To do:
The expected output is every entry, repeated word for word.

Stored data:

PR #746, opened 2025-02-21
handle large whitespace before library and version

### LINKED ISSUE #745: Public API | CqlLibraryString Regex stuck on trailing spaces
**Describe the bug**
When processing the same QICoreCommon CMS CQL file directly from ecqf repository the files are unix and have some trailing space in the lines. This is causing what seems like an infinite loop in the regex processor.

**To Reproduce**
Compile the attached CQL file which is sourced from ecqf.
OR add a ton of trailing space to the end of any line above/before the library name.

[QICoreCommon.txt](https://github.com/user-attachments/files/18916420/QICoreCommon.txt)

**Expected behavior**

**Screenshots**

Image

**Version used:**
 - Version: 2.0 dev

**Additional context**

richfirely:


Cql/Cql.CqlToElm/CqlLibraryString.cs
```diff
@@ -36,14 +36,15 @@ public static CqlLibraryString FromIdentifierAndString(
     /// </summary>
     /// <returns>A <see cref="Regex"/> to extract the library name and version.</returns>
     [GeneratedRegex("""
-                        (\s+\r?\n?)*        # Skip whitespace and newlines
+                        ^\s*                # Skip whitespace and newlines
```
baseTwo: The `^` needs to be replaced with a `\A` to mean `# The start of the string`. Could you place this on a separate line with that comment?

baseTwo: The behaviour changed such that it no longer includes newline as part of the initial whitespace. Is that intentional?

baseTwo (changes requested):

Cql/Cql.CqlToElm/CqlLibraryString.cs
```diff
@@ -36,14 +36,15 @@ public static CqlLibraryString FromIdentifierAndString(
...
                         library             # until "library" is found
                         \s+
-                        (?<lib>\S+)         # The name of the library
+                        (?<lib>\S+)         # The name of the library
```
baseTwo: We need to be more specific which characters are allowed as part of the library ([qualifiedIdentifier](https://cql.hl7.org/19-l-cqlsyntaxdiagrams.html#qualifiedIdentifier)) and the version ([STRING](https://cql.hl7.org/19-l-cqlsyntaxdiagrams.html#STRING)).

Cql/Cql.CqlToElm/CqlLibraryString.cs
richfirely: \A doesn't appear to work. Carret is beginning of a line or string in multiline

Cql/Cql.CqlToElm/CqlLibraryString.cs
richfirely: Good point. There's a lot to consider here on the variations of [identifier](https://cql.hl7.org/19-l-cqlsyntaxdiagrams.html#IDENTIFIER). I think we should get this working for now to support the known measures we already test and then use a new ticket to revisit all the regex to handle the multitudes of the way library can look. OK?

Cql/Cql.CqlToElm/CqlLibraryString.cs
baseTwo: I tested it with this bit of code. Since we select the multiiline option, is is important to find the library close to the top of the file and not just the start of any line. Are there any other characters above yours? Now that I'm thinking about it, I did not consider the possibility of comments which may appear before the library keyword.

```csharp
	string rex =
"""
\A               # Start of string
\s*              # Skip whitespace including newlines
library          # until "library" is found
\s+
(?<lib>\S+)      # The name of the library                                      
(
\s+              # at least one space
version
\s+              # at least one space
'(?<ver>[^']+)'   # The version of the library between single quotes
)?               # Version is optional
""";

	Regex.Match(
		"""		


library "library" version '1.2.3'
""", rex, RegexOptions.IgnorePatternWhitespace | RegexOptions.Multiline).Dump();

```

Cql/Cql.CqlToElm/CqlLibraryString.cs
baseTwo: Issue created 
- #748

Cql/Cql.CqlToElm/CqlLibraryString.cs
richfirely: Yes that's exactly the case here on qicore file in the ticket, comments above library line.

richfirely: Here's the example

```csharp
string rex =
"""
^               # Start of string
\s*              # Skip whitespace including newlines
library          # until "library" is found
\s+
(?<lib>\S+)      # The name of the library                                      
(
\s+              # at least one space
version
\s+              # at least one space
'(?<ver>[^']+)'   # The version of the library between single quotes
)?               # Version is optional
""";

	Regex.Match(
		"""		


/*
@update: JKR 2024-04-02 ->
Check display code accuracy against source system                                                        
Ensure all fluent functions are not referencing any deprecated functions.   
https://oncprojectracking.healthit.gov/support/browse/CQLIT-414
*/


library QICoreCommon version '2.1.000'

using QICore version '4.1.1'

include FHIRHelpers version '4.4.000'

codesystem "LOINC": 'http://loinc.org'
""", rex, RegexOptions.IgnorePatternWhitespace | RegexOptions.Multiline).Dump();
```

baseTwo: Ok, then we need to find a way to skip any comments above the library keyword. I'll have a look

Cql/Cql.CqlToElm/CqlLibraryString.cs
```diff
@@ -36,14 +36,15 @@ public static CqlLibraryString FromIdentifierAndString(
...
                         library             # until "library" is found
                         \s+
-                        (?<lib>\S+)         # The name of the library
+                        (?<lib>\S+)         # The name of the library                                      
                         (
-                          \s+
+                          \s+               # at least one space
                           version
-                          \s'(?<ver>[^']+)' # The version of the library between single quotes
+                          \s+               # at least one space
```
richfirely: FYI. This line appears to be pretty important. The NCQA LSC_Bulk, LSC_Details, and LSC_Reporting are not building without considering multiple spaces between library and version.

Cql/Cql.CqlToElm/CqlLibraryString.cs
richfirely: Best I could come up with after reading about this is removing the comments. Also this will help when the comments have the same keywords we are looking for  see below.

```csharp
void Main()
{
	string input = """		
	/*
	@update: JKR 2024-04-02 -> see
	library Ok version  '5'
	Check display code accuracy against source system                                                         
	Ensure all fluent functions are not referencing any deprecated functions.   
	https://oncprojectracking.healthit.gov/support/browse/CQLIT-414
	/* /
	*/
	
	//test comment
	
	/* test comment */

	library QICoreCommon version '2.1.000'

	using QICore version '4.1.1'

	include FHIRHelpers version '4.4.000'

	codesystem "LOINC": 'http://loinc.org'
	""";

	string rex =
	"""
    (\s+\r?\n?)*               # Start of string
    \s*            # Skip whitespace including newlines
    library        # until "library" is found
    \s+
    (?<lib>\S+)    # The name of the library                                      
    (
    \s+            # at least one space
    version
    \s+            # at least one space
    '(?<ver>[^']+)' # The version of the library between single quotes
    )?             # Version is optional
    """;
	// Remove comments (block and line)
	string noComments = Regex.Replace(input, @"/\*.*?\*/|//.*?$", string.Empty, RegexOptions.Singleline | RegexOptions.Multiline);
	

	noComments.Dump();


	// Match against cleaned input
	var match = Regex.Match(noComments, rex, RegexOptions.IgnorePatternWhitespace | RegexOptions.Multiline);

	if (match.Success)
	{
		Console.WriteLine($"\n");
		Console.WriteLine($"Library: {match.Groups["lib"].Value}");
		Console.WriteLine($"Version: {match.Groups["ver"].Value}");
	}
	else
	{
		Console.WriteLine("No match found.");
	}
}
```

baseTwo (approved):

Reply to the exercise:
PR #746, opened 2025-02-21
handle large whitespace before library and version

### LINKED ISSUE #745: Public API | CqlLibraryString Regex stuck on trailing spaces
**Describe the bug**
When processing the same QICoreCommon CMS CQL file directly from ecqf repository the files are unix and have some trailing space in the lines. This is causing what seems like an infinite loop in the regex processor.

**To Reproduce**
Compile the attached CQL file which is sourced from ecqf.
OR add a ton of trailing space to the end of any line above/before the library name.

[QICoreCommon.txt](https://github.com/user-attachments/files/18916420/QICoreCommon.txt)

**Expected behavior**

**Screenshots**

Image

**Version used:**
 - Version: 2.0 dev

**Additional context**

richfirely:


Cql/Cql.CqlToElm/CqlLibraryString.cs
```diff
@@ -36,14 +36,15 @@ public static CqlLibraryString FromIdentifierAndString(
     /// </summary>
     /// <returns>A <see cref="Regex"/> to extract the library name and version.</returns>
     [GeneratedRegex("""
-                        (\s+\r?\n?)*        # Skip whitespace and newlines
+                        ^\s*                # Skip whitespace and newlines
```
baseTwo: The `^` needs to be replaced with a `\A` to mean `# The start of the string`. Could you place this on a separate line with that comment?

baseTwo: The behaviour changed such that it no longer includes newline as part of the initial whitespace. Is that intentional?

baseTwo (changes requested):

Cql/Cql.CqlToElm/CqlLibraryString.cs
```diff
@@ -36,14 +36,15 @@ public static CqlLibraryString FromIdentifierAndString(
...
                         library             # until "library" is found
                         \s+
-                        (?<lib>\S+)         # The name of the library
+                        (?<lib>\S+)         # The name of the library
```
baseTwo: We need to be more specific which characters are allowed as part of the library ([qualifiedIdentifier](https://cql.hl7.org/19-l-cqlsyntaxdiagrams.html#qualifiedIdentifier)) and the version ([STRING](https://cql.hl7.org/19-l-cqlsyntaxdiagrams.html#STRING)).

Cql/Cql.CqlToElm/CqlLibraryString.cs
richfirely: \A doesn't appear to work. Carret is beginning of a line or string in multiline

Cql/Cql.CqlToElm/CqlLibraryString.cs
richfirely: Good point. There's a lot to consider here on the variations of [identifier](https://cql.hl7.org/19-l-cqlsyntaxdiagrams.html#IDENTIFIER). I think we should get this working for now to support the known measures we already test and then use a new ticket to revisit all the regex to handle the multitudes of the way library can look. OK?

Cql/Cql.CqlToElm/CqlLibraryString.cs
baseTwo: I tested it with this bit of code. Since we select the multiiline option, is is important to find the library close to the top of the file and not just the start of any line. Are there any other characters above yours? Now that I'm thinking about it, I did not consider the possibility of comments which may appear before the library keyword.

```csharp
	string rex =
"""
\A               # Start of string
\s*              # Skip whitespace including newlines
library          # until "library" is found
\s+
(?<lib>\S+)      # The name of the library                                      
(
\s+              # at least one space
version
\s+              # at least one space
'(?<ver>[^']+)'   # The version of the library between single quotes
)?               # Version is optional
""";

	Regex.Match(
		"""		


library "library" version '1.2.3'
""", rex, RegexOptions.IgnorePatternWhitespace | RegexOptions.Multiline).Dump();

```

Cql/Cql.CqlToElm/CqlLibraryString.cs
baseTwo: Issue created 
- #748

Cql/Cql.CqlToElm/CqlLibraryString.cs
richfirely: Yes that's exactly the case here on qicore file in the ticket, comments above library line.

richfirely: Here's the example

```csharp
string rex =
"""
^               # Start of string
\s*              # Skip whitespace including newlines
library          # until "library" is found
\s+
(?<lib>\S+)      # The name of the library                                      
(
\s+              # at least one space
version
\s+              # at least one space
'(?<ver>[^']+)'   # The version of the library between single quotes
)?               # Version is optional
""";

	Regex.Match(
		"""		


/*
@update: JKR 2024-04-02 ->
Check display code accuracy against source system                                                        
Ensure all fluent functions are not referencing any deprecated functions.   
https://oncprojectracking.healthit.gov/support/browse/CQLIT-414
*/


library QICoreCommon version '2.1.000'

using QICore version '4.1.1'

include FHIRHelpers version '4.4.000'

codesystem "LOINC": 'http://loinc.org'
""", rex, RegexOptions.IgnorePatternWhitespace | RegexOptions.Multiline).Dump();
```

baseTwo: Ok, then we need to find a way to skip any comments above the library keyword. I'll have a look

Cql/Cql.CqlToElm/CqlLibraryString.cs
```diff
@@ -36,14 +36,15 @@ public static CqlLibraryString FromIdentifierAndString(
...
                         library             # until "library" is found
                         \s+
-                        (?<lib>\S+)         # The name of the library
+                        (?<lib>\S+)         # The name of the library                                      
                         (
-                          \s+
+                          \s+               # at least one space
                           version
-                          \s'(?<ver>[^']+)' # The version of the library between single quotes
+                          \s+               # at least one space
```
richfirely: FYI. This line appears to be pretty important. The NCQA LSC_Bulk, LSC_Details, and LSC_Reporting are not building without considering multiple spaces between library and version.

Cql/Cql.CqlToElm/CqlLibraryString.cs
richfirely: Best I could come up with after reading about this is removing the comments. Also this will help when the comments have the same keywords we are looking for  see below.

```csharp
void Main()
{
	string input = """		
	/*
	@update: JKR 2024-04-02 -> see
	library Ok version  '5'
	Check display code accuracy against source system                                                         
	Ensure all fluent functions are not referencing any deprecated functions.   
	https://oncprojectracking.healthit.gov/support/browse/CQLIT-414
	/* /
	*/
	
	//test comment
	
	/* test comment */

	library QICoreCommon version '2.1.000'

	using QICore version '4.1.1'

	include FHIRHelpers version '4.4.000'

	codesystem "LOINC": 'http://loinc.org'
	""";

	string rex =
	"""
    (\s+\r?\n?)*               # Start of string
    \s*            # Skip whitespace including newlines
    library        # until "library" is found
    \s+
    (?<lib>\S+)    # The name of the library                                      
    (
    \s+            # at least one space
    version
    \s+            # at least one space
    '(?<ver>[^']+)' # The version of the library between single quotes
    )?             # Version is optional
    """;
	// Remove comments (block and line)
	string noComments = Regex.Replace(input, @"/\*.*?\*/|//.*?$", string.Empty, RegexOptions.Singleline | RegexOptions.Multiline);
	

	noComments.Dump();


	// Match against cleaned input
	var match = Regex.Match(noComments, rex, RegexOptions.IgnorePatternWhitespace | RegexOptions.Multiline);

	if (match.Success)
	{
		Console.WriteLine($"\n");
		Console.WriteLine($"Library: {match.Groups["lib"].Value}");
		Console.WriteLine($"Version: {match.Groups["ver"].Value}");
	}
	else
	{
		Console.WriteLine("No match found.");
	}
}
```

baseTwo (approved):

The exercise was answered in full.